* WHAT THE TASK ASKS:
Count up every line of the data in which "additional" occurs. The reply is one number and nothing more.

Collected data:

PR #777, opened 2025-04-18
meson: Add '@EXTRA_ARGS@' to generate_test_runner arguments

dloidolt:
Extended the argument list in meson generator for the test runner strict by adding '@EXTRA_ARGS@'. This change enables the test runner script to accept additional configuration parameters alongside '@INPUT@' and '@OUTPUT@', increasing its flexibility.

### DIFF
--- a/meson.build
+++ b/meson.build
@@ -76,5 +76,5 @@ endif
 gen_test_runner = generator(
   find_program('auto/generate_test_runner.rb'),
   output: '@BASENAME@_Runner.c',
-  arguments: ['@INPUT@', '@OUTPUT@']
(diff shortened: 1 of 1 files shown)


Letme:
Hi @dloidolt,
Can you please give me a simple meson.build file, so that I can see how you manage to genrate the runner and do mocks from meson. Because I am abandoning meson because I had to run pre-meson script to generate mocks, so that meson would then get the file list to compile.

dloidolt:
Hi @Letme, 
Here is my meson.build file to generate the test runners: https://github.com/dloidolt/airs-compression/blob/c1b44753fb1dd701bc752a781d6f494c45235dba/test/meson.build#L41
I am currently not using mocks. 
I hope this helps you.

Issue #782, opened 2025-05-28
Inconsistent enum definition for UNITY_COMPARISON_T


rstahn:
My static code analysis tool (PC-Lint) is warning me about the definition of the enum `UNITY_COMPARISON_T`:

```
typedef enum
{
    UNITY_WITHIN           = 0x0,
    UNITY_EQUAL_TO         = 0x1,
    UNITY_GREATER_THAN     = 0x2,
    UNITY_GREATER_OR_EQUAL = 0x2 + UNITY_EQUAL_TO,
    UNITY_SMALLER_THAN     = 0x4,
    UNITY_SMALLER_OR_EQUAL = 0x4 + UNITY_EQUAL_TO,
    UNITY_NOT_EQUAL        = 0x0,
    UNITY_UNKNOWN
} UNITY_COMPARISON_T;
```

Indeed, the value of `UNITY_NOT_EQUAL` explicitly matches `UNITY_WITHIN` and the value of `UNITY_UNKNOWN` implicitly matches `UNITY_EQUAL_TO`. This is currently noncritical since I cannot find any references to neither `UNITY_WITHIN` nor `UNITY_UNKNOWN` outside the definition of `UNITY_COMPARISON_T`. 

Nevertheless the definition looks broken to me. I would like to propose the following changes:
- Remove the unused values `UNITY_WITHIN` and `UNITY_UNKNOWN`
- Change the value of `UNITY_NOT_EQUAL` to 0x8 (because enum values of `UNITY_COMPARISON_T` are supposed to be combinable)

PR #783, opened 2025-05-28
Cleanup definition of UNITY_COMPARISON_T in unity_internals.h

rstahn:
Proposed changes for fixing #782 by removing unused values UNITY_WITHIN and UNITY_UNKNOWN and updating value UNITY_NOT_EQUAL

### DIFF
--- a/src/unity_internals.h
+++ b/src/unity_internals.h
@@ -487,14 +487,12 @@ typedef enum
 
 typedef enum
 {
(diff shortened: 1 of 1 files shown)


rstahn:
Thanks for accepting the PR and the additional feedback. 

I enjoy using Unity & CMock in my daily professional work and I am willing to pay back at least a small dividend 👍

* PROBLEM SOLUTION:
2